问题
Here's the situation:
subversion is already installed in the server and I have access to one of the shared accounts in the server (not the root), and this shared hosting account has SSH access.
I want to create a repository where I can commit the PHP files i'm working on, and when I commit it should be viewable in a browser that is why I was thinking of creating the repository folders inside public_html is this a correct way to do this? How about the security of the server? If not what is the correct and proper way to do this?
I would also need help in creating the repository via SSH with Putty. Is there a step-by-step guide online for this?
Server information is as follows:
cat /proc/version - output this:
Linux version 2.6.9-89.0.3.ELsmp (mockbuild@x86-005.build.bos.redhat.com) (gcc version 3.4.6 20060404 (Red Hat 3.4.6-11))

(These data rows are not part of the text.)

Issue #3029, opened 2025-06-12
Wishlist: Features to utilise pixel sizes once available


btbest:
This issue is to collect all the great ideas of things ilastik could do once we have metadata of physical sizes of pixels. Feel free to add more.

This list is meant besides the minimum feature of reading and writing such metadata from and to tiff, h5, n5 and ome-zarr so that users don't lose the information across their workflows.

* Scale bar in volumina
* Data selection: Physical dataset dimensions
* Features: Physical filter sizes
* Thresholding: Physical units for object size threshold
* OC: Physical object size / volumes
* Tracking: Object velocity
* NN: Scaling input images to match model resolution

k-dominik:
In the same spirit..
 
* write out sizes also in hdf5 (in a way that we can convince fiji to open, too - likely to the axistags that support that)
* pixel-features: deal with anisotropy
* Export applet: spacial ranges in physical units
* Support for image pairs of different resolutions (e.g. high res raw data with lower res segmentation image)
* Gui: measurement ruler tool
* ...

Issue #2870, opened 2024-06-21
Scale bar in visualization


oanegros:
I would like a scale bar showing your current scale. 
This would require reading in pixel sizes, but that would be better anyway and you can assume some (i.e. imagej) standards.

k-dominik:
related: https://github.com/ilastik/ilastik/issues/967

oanegros:
Yes, this is related to integrating pixel size in all algorithms, but imo a lot easier to implement as you do not need to really deal with anisotropic kernels and backwards compatibility etc.

Issue #967, opened 2014-07-15
Specify feature scales relative to image resolution


stuarteberg:
Instead of asking for a raw "sigma" value specified in pixels, the feature scales could be defined in terms of actual resolution.  For ansiotropic data, the same scale would be used for all dimensions, and the actual filter widths (in pixels) would be adjusted according to the resolution in the dataset metadata.

(Of course, we would also want to give the user a convenient way to specify the resolution of each axis in their dataset...)

Update: The iiboost branch now contains a convenient way of allow the user to edit the resolution of each axis in their dataset (via the dataset properties editor window).  As soon as it is merged, that part is solved, at least.  Now we just need to use that info in the feature operator...

PR #3045, opened 2025-07-22
Pixel Sizes

Peter-Laszcz:
Add support for importing/exporting pixel size metadata via TIFF/OME-TIFF.

The addition of this feature would allow the development of features specified in #3029  as well as being a fundamental first step in solving issues #967 and #2870 .

## Checklist

- [X] Add tests.


ilastik/applets/dataSelection/dataSelectionApplet.py
```diff
@@ -269,6 +269,13 @@ def create_lane_configs(
         ignore_training_axistags: bool = False,
         stack_along: str = "z",
     ) -> List[Dict[str, DatasetInfo]]:
+        raw_tags = self.get_lane(-1).get_axistags()["Raw Data"] if self.num_lanes > 0 else None
+        for tagset in input_axes:
+            if not (tagset and raw_tags):
+                continue
+            for axis in tagset.keys():
+                if axis in raw_tags:
+                    tagset.setResolution(axis, raw_tags[axis].resolution)
```
btbest: `input_axes` are a parameter for headless mode... this shouldn't be necessary. Rather, it's not really correct to apply the resolution of the raw training data to new data being run through the project in headless mode.

ilastik/applets/dataSelection/datasetDetailedInfoTableModel.py
```diff
@@ -35,7 +36,8 @@ class DatasetColumn:
     TaggedShape = 3
     Scale = 4
     Range = 5
-    NumColumns = 6
+    PixelSizes = 6
```
btbest: I'd rename to "PixelSize" and move this to position 4, in front of the Scale

ilastik/applets/dataSelection/datasetDetailedInfoTableModel.py
```diff
@@ -162,6 +164,7 @@ def headerData(self, section: int, orientation: int, role=Qt.DisplayRole):
                 DatasetColumn.TaggedShape: "Shape",
                 DatasetColumn.Range: "Data Range",
                 DatasetColumn.Scale: "Resolution Level",
+                DatasetColumn.PixelSizes: "Pixel Sizes",
```
btbest: I prefer singular "Pixel Size" (I think it should feel more natural for users)

ilastik/applets/dataSelection/datasetDetailedInfoTableModel.py
```diff
@@ -219,6 +223,24 @@ def _getDisplayRoleData(self, index):
...
+                    if str(axis.typeFlags) == "Space" or str(axis.typeFlags) == "Time":
+                        axes.append(axis.key)
+                        resolutions.append(axis.resolution)
+                        unit = axis_units[axis.key]
+                        if unit is not None:
+                            units.append(unit)
+                        else:
+                            units.append("None")
+                return str(", ".join(f"{ax}: {res} {un}" for ax, res, un in zip(axes, resolutions, units)))
+            return "None Found"
```
btbest:
```suggestion
        if index.column() == DatasetColumn.PixelSizes:
            if not datasetInfo.axis_units:
                return UninitializedDisplayData[index.column()]
            axis_strings = [f"{tag.key}: {tag.resolution or '-'}" + f" {datasetInfo.axis_units[tag.key]}" if datasetInfo.axis_units[tag.key] else "" for tag in datasetInfo.axistags]
            return ", ".join(axis_strings)
```

ilastik/applets/dataSelection/opDataSelection.py
```diff
@@ -107,13 +108,15 @@ def __init__(
         drange: Tuple[Number, Number] = None,
         working_scale: str = DEFAULT_SCALE_KEY,
         scale_locked: bool = False,
+        axis_units: str,
```
btbest:
```suggestion
        axis_units: Dict[str, str] = {},  # axis: unit string ("nm")
```

why store them as a json string while inside ilastik? (actual jsonifying is done by the Dataset slot when it gets serialized)

ilastik/applets/dataSelection/opDataSelection.py
```diff
@@ -140,14 +143,16 @@ def legacy_location(self) -> str:
...
+        metadata = {"display_mode": self.display_mode, "axistags": self.axistags, "axis_units": self.axis_units}
 
         if self.drange is not None:
             metadata["drange"] = self.drange
         elif self.laneDtype == numpy.uint8:
             metadata["drange"] = (0, 255)
         if self.normalizeDisplay is not None:
             metadata["normalizeDisplay"] = self.normalizeDisplay
+        if self.axis_units is not None:
+            metadata["axis_units"] = json.loads(self.axis_units)
```
btbest:
```suggestion
```

ilastik/applets/dataSelection/opDataSelection.py
```diff
@@ -166,6 +171,7 @@ def create_data_reader(self, parent: Optional[Operator] = None, graph: Optional[
 
     def to_json_data(self) -> Dict:
         return {
+            "axis_units": self.axis_units,
```
btbest:
```suggestion
            "axis_units": json.dumps(self.axis_units),
```

ilastik/applets/dataSelection/opDataSelection.py
```diff
@@ -198,6 +204,8 @@ def from_h5_group(cls, data: h5py.Group, params: Dict = None):
             axisorder = data["axisorder"][()].decode("utf-8")
             params["axistags"] = vigra.defaultAxistags(axisorder)
 
+        if "axis_units" in data and data.get("axis_units"):
+            params["axis_units"] = data["axis_units"][()].decode("utf-8")
```
btbest:
```suggestion
            params["axis_units"] = json.loads(data["axis_units"][()].decode("utf-8"))
```

ilastik/applets/dataSelection/opDataSelection.py
```diff
@@ -393,12 +401,19 @@ def __init__(self, *, inner_path: str, project_file: h5py.File, nickname: str =
             default_tags = vigra.AxisTags.fromJSON(self.dataset.attrs["axistags"])
         else:
             default_tags = vigra.defaultAxistags(get_default_axisordering(self.dataset.shape))
+        if "axis_units" in info_kwargs:
+            axis_units = info_kwargs.pop("axis_units")
+        elif "axis_units" in self.dataset.attrs:
+            axis_units = json.dumps(json.loads(self.dataset.attrs["axis_units"]))
+        else:
+            axis_units = json.dumps({tag: "" for tag in default_tags.keys()})
```
btbest:
```suggestion
```

This logic for the default values should be in the base class

ilastik/applets/dataSelection/opDataSelection.py
```diff
@@ -451,15 +466,29 @@ def internal_paths(self) -> List[str]:
...
+        **info_kwargs,
+    ):
         self.preloaded_array = vigra.taggedView(
             preloaded_array, axistags or get_default_axisordering(preloaded_array.shape)
         )
+        if "axis_units" in info_kwargs:
+            axis_units = info_kwargs.pop("axis_units")
+        elif not axis_units:
+            axis_units = json.dumps({tag: "" for tag in axistags.keys()})
+
```
btbest: See above, shouldn't be necessary in subclasses

lazyflow/operators/ioOperators/opExport2DImage.py
```diff
@@ -83,6 +84,44 @@ def run_export(self):
...
+        extension = os.path.splitext(self.Filepath.value)[1][1:]
+
+        # now write any pixel sizes
+        if (
+            extension in ["tif", "tiff"]
+            and hasattr(self.Input.meta, "axis_units")
+            and any(self.Input.meta.axis_units.items())
+        ):
+            with tifffile.TiffFile(self.Filepath.value) as tif:
+                olddata = tif.asarray()
```
btbest: Does this read and write back the entire dataset? As in, the entire IO is doubled now?

If metadata can be appended, maybe this could work - otherwise I guess the vigra.impex should be in the `else`

lazyflow/operators/ioOperators/opStreamingH5N5Reader.py
```diff
@@ -106,6 +107,9 @@ def setupOutputs(self):
         self.OutputImage.meta.shape = dataset.shape
         self.OutputImage.meta.axistags = axistags
 
+        if "axis_units" in self._h5N5File[internalPath].attrs:
+            self.OutputImage.meta.axis_units = json.loads(self._h5N5File[internalPath].attrs["axis_units"])
```
btbest, line 111:
```suggestion
            self.OutputImage.meta.axis_units = self._h5N5File[internalPath].attrs["axis_units"]
```

lazyflow/operators/ioOperators/opTiffReader.py
```diff
@@ -100,6 +103,13 @@ def setupOutputs(self):
         self.Output.meta.axistags = vigra.defaultAxistags(axes)
         self.Output.meta.dtype = numpy.dtype(dtype_code).type
 
+        self.Output.meta.axis_units = {}
+        for key in axes:
+            self.Output.meta.axis_units[key] = ""
```
btbest:
```suggestion
        self.Output.meta.axis_units = {key: "" for key in axes}
```

lazyflow/operators/ioOperators/opTiffReader.py
```diff
@@ -138,6 +148,86 @@ def execute(self, slot, subindex, roi, result):
...
+                meta = f.pages[0].tags
+
+                # TIFF format stores resolution values as Rational tuples (numerator, denominator)
+
+                if "x" in axes:
+                    self.Output.meta.axistags.setResolution("x", self.get_tiff_res(meta.get("XResolution", None)))
+                    unit = ij_meta.get("unit", "")
+                    if isinstance(unit, str) and unit.startswith("('") and unit.endswith("',)"):
+                        unit = unit[2:-3]
+                    self.Output.meta.axis_units["x"] = self.decode_non_ascii(unit) if unit else ""
```
btbest: subfunction this and describe what's up with the code handling stringified tuples

lazyflow/operators/ioOperators/opTiffReader.py
```diff
@@ -138,6 +148,86 @@ def execute(self, slot, subindex, roi, result):
...
+    def decode_non_ascii(self, raw_string: str):
+        return raw_string.encode("utf-8").decode("unicode_escape").encode("utf-16", "surrogatepass").decode("utf-16")
+
+    def get_tiff_res(self, frac):
+        if frac and frac.value[0] != 0:
+            resolution = frac.value[1] / frac.value[0]
+            if abs(resolution - round(resolution)) < 0.001:
+                resolution = round(resolution)
+            return resolution
+        return 0
```
btbest: Docstring why rounding; especially explain rationale behind the specific threshold.

There should be tests with parameters just above and below the threshold where the difference in their expected results illustrates what the rounding does.

lazyflow/operators/ioOperators/opExport2DImage.py
```diff
@@ -83,6 +84,44 @@ def run_export(self):
...
+                data = olddata.squeeze()
+                x = None
+                y = None
+                axes = "YX"
+                if tagged_shape["c"] > 1:
+                    axes = "CYX"
+                if self.Input.meta.axis_units["x"]:
+                    x = (self.Input.meta.axis_units["x"].encode("unicode_escape").decode("ascii"),)
```
btbest: The encoding-decoding should be extracted into a function that explains why/what for.

Since there's a couple of variants of how this is done, and this happens in a few ops, it might make sense to put it in sth like `lazyflow.utility.io_util.tif_encoding`

lazyflow/operators/ioOperators/opExport2DImage.py
```diff
@@ -83,6 +84,44 @@ def run_export(self):
...
+                    "axes": axes,
+                }
+
+                tifffile.imwrite(
+                    self.Filepath.value,
+                    data,
+                    imagej=True,
+                    metadata=imagej_metadata,
+                    resolution=(
+                        1 / self.Input.meta.axistags["x"].resolution,
```
btbest: Would add a comment here like "tiff convention is to store resolution as 'pixels per space', but internally we keep 'space per pixel'"

lazyflow/operators/ioOperators/opExportMultipageTiff.py
```diff
@@ -82,13 +82,47 @@ def run_export(self) -> None:
...
+                meta_dict[unit_key] = None
+
+                if axis != "c":
+                    meta_dict[size_key] = axistags[axis].resolution
+
+                    unit_value = axis_units.get(axis, "")
+                    if unit_value != "":
+                        meta_dict[unit_key] = unit_value.encode("unicode_escape").decode("ascii")
+                    else:
+                        meta_dict[unit_key] = axis_units[axis] = ""
```
btbest: why the assignment to axis_units?

lazyflow/operators/ioOperators/opTiffReader.py
```diff
@@ -138,6 +148,86 @@ def execute(self, slot, subindex, roi, result):
...
+                        "x": "PhysicalSizeXUnit",
+                        "y": "PhysicalSizeYUnit",
+                        "z": "PhysicalSizeZUnit",
+                        "t": "TimeIncrementUnit",
+                    }
+
+                    for axis in axes:
+                        if axis.lower() == "c":
+                            continue
+                        elif axis.lower() in size_trans_0.keys():
```
btbest: why not just combine `size_trans_0` and `size_trans_1` into a single dict?

also strange naming, I'd go with `size_keys` and `unit_keys`

plus no need to do `.keys()` for `in` :)

lazyflow/operators/ioOperators/opTiffReader.py
```diff
@@ -138,6 +148,86 @@ def execute(self, slot, subindex, roi, result):
...
+                            )
+                        else:
+                            self.Output.meta.axistags.setResolution(
+                                axis.lower(), float(pixels.attrib.get(size_trans_1[axis], 0))
+                            )
+                            self.Output.meta.axis_units[axis.lower()] = self.decode_non_ascii(
+                                pixels.attrib.get(unit_trans_0[axis], "")
+                            )
+
+    def decode_non_ascii(self, raw_string: str):
```
btbest: this function should explain why it does what it does

tests/test_ilastik/test_workflows/axesOrderPreservation/testAxesOrderPreservation.py
```diff
@@ -214,37 +214,38 @@ def compare_results(
...
+            ("5t2d2c", "txyc", None, None),
+            ("5t2d2c", "xytc", None, None),
+            ("5t3d2c", "tzyxc", None, None),
+            ("5t3d2c", "ztxyc", None, None),
+            ("5t3d2c", "xyztc", None, None),
         ],
     )
     @timeLogged(logger)
-    def test_pixel_classification(self, dims, input_axes):
+    def test_pixel_classification(self, dims, input_axes, units, res):
```
btbest: about to merge the ome-zarr multiscale export PR, that comes with some example tests (and fixtures) that will be easier to work off than these headless tests

tests/test_lazyflow/test_operators/test_ioOperators/test_pixel_sizes.py
```diff
@@ -0,0 +1,112 @@
+import os
```
btbest: Still need to have a closer look at the code here, but some more tests would be good. right now this covers OpTiffReader, but you're also implementing units in OpExport2dImage, OpExportMultipageTiff and OpStreamingH5N5Reader.

Going very strict, the changes in DatasetInfo are also untested right now.

I think for this though the best approach might be a pairing session focussed just on testing.

btbest (commented):
Exported a tiff and got this. Looks like there's at least one test missing to make sure this doesn't happen :)

image

ilastik/applets/dataSelection/datasetDetailedInfoTableModel.py
```diff
@@ -219,6 +223,19 @@ def _getDisplayRoleData(self, index):
...
+                return UninitializedDisplayData[index.column()]
+            axis_strings = [
+                (
+                    f"{tag.key}: {tag.resolution or '-'}" + f" {datasetInfo.axis_units[tag.key]}"
+                    if datasetInfo.axis_units[tag.key]
+                    else ""
+                )
+                for tag in datasetInfo.axistags
+            ]
+            return ", ".join(axis_strings)
```
btbest: 1) This currently KeyErrors when reading my 5D FIJI stack because the tiff reader doesn't put `c` in the axis_units`

2) Could use a bit of refinement for pretty printing axes with no units or resolution. Maybe sth like 

```suggestion
            axis_strings = [
                (
                    f"{tag.key}: " + (f"{round(tag.resolution, 2)} {datasetInfo.axis_units[tag.key]}"
                    if datasetInfo.axis_units[tag.key] and tag.resolution
                    else str(round(tag.resolution, 2)) if tag.resolution else datasetInfo.axis_units[tag.key])
                )
                for tag in datasetInfo.axistags if tag.resolution or datasetInfo.axis_units[tag.key]
            ]
            return ", ".join(axis_strings)
```

lazyflow/operators/ioOperators/opTiffReader.py
```diff
@@ -138,6 +147,79 @@ def execute(self, slot, subindex, roi, result):
...
+                            continue
+                        elif axis.lower() in size_keys.keys():
+                            self.Output.meta.axistags.setResolution(
+                                axis.lower(), float(pixels.attrib.get(size_keys[axis], 0))
+                            )
+                            self.Output.meta.axis_units[axis.lower()] = tiff_encoding.fromASCII(
+                                pixels.attrib.get(unit_keys[axis], "")
+                            )
+                        else:
+                            continue
```
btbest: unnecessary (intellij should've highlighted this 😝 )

svn --version - output this:
svn, version 1.1.4 (r13838) compiled Aug 10 2009, 23:17:10
- ra_dav : Module for accessing a repository via WebDAV (DeltaV) protocol.
- handles 'http' schema
- handles 'https' schema
- ra_local : Module for accessing a repository on local disk.
- handles 'file' schema
- ra_svn : Module for accessing a repository using the svn network protocol.
- handles 'svn' schema
回答1:
The correct way to do this is to use a web bridge to SVN, such as websvn or viewsvn (there are several). You can set these up to expose any repository as a website.
As to creating a new repository, see the SVN "Red-Bean" reference at http://svnbook.red-bean.com/
回答2:
I want to create a repository where I can commit the PHP files i'm working on, and when I commit it should be viewable in a browser.
I'm not sure I understand your question. Do you mean that the repository should execute your PHP, i.e. that your Subversion repository should also be your PHP server? I strongly recommend against it.
A source control repository and an application server are completely different things. They serve different roles; should be accessed by different people (developers vs. end-users); should have different monitoring and SLA policies; different hardware, and whatnot. You also probably don't want every committed change to be automatically deployed to your production environment.
回答3:
The Red Bean book also has a number of sections on integrating SVN with apache, etc. But before you start working on a solution, you need to define what you're trying to do more thoroughly. What is your usage model?
For example, will you commit to SVN repository via svn+ssh, or via svnserve, etc?
Do you want to see full revisions, history, changesets from the web interface? Or just the head?